Microsoft commissioned this internal study not so long ago. It compared teams that did and didn't use TDD. To quote the summary:
Based on the findings of the existing studies, it can be concluded that TDD seems to improve software quality, especially when employed in an industrial context. The findings were not so obvious in the semiindustrial or academic context, but none of those studies reported on decreased quality either. The productivity effects of TDD were not very obvious, and the results vary regardless of the context of the study. However, there were indications that TDD does not necessarily decrease the developer productivity or extend the project leadtimes: In some cases, significant productivity improvements were achieved with TDD while only two out of thirteen studies reported on decreased productivity. However, in both of those studies the quality was improved.
Yes, pick up a copy of Code Complete or even Rapid Development by Steve McConnell. He cites a number of studies.
Any realistic study would have to include thousands of companies. There are far too many factors other than does/doesn't unit test that affect the bottom line. I doubt Microsoft's profit changes all that much whether or not they release an amazing OS every year or one that's as buggy as hell. Just listing a few companies is anecdotal evidence.
Perl is big on testing and regression testing.
I always associate Unit testing with Agile development (XP in particular); you might find that any link between project success and unit testing is influenced by use of agile as well.
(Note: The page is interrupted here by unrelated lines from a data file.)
PR #3, opened 2025-03-07
Some feature updates

thomaskf:
1. Update the workflow so that the compiled IQ-TREE file under MacOS will not depend on the system local openmp library
2. Update the codes to remove the warnings during the compilation
3. Add the option --fundi-epsilon to set the epsilon value for funDi model
4. mAIC is disabled for -S option


bqminh (approved):
thanks look good

PR #5, opened 2025-03-12
Fixed the wall-clock time and allow predefined frequency for +F

thomaskf:
1. Fixed the wall-clock time issue
2. Allow predefined frequency for +F


bqminh (approved):
all good now thanks

PR #23, opened 2025-05-02
Updated ci.yaml to fix the issue of the Linux Intel binary file compiled on Github.

thomaskf:


bqminh (approved):
interesting to see that gcc-9 generates faster binary than gcc-12.

PR #24, opened 2025-05-02
Fix issue for MCMCTree dating when there is a leaf at first child of the super tree and Formatted code for Hessain calculation.

piyumalanthony:
Fix issue for MCMCTree dating when there is a leaf at first child of the super tree.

I don't know of any surveys specifically, but I did find this just now:
http://people.engr.ncsu.edu/txie/testingresearchsurvey.htm which has around 30 llinks to stuff such as: "Qualitative methods in empirical studies of software engineering. Seaman, C.B, Software Engineering, IEEE Transactions on , Volume: 25 , Issue: 4 , July-Aug. 1999"
Not wanted to sound rude - I assume you've already done bit of a search online?
I seem to remember that Code Complete might have references to research into unit testing and project success - but I'm not sure.
Another option would be to approach some software testing companies and see if they had any useful data.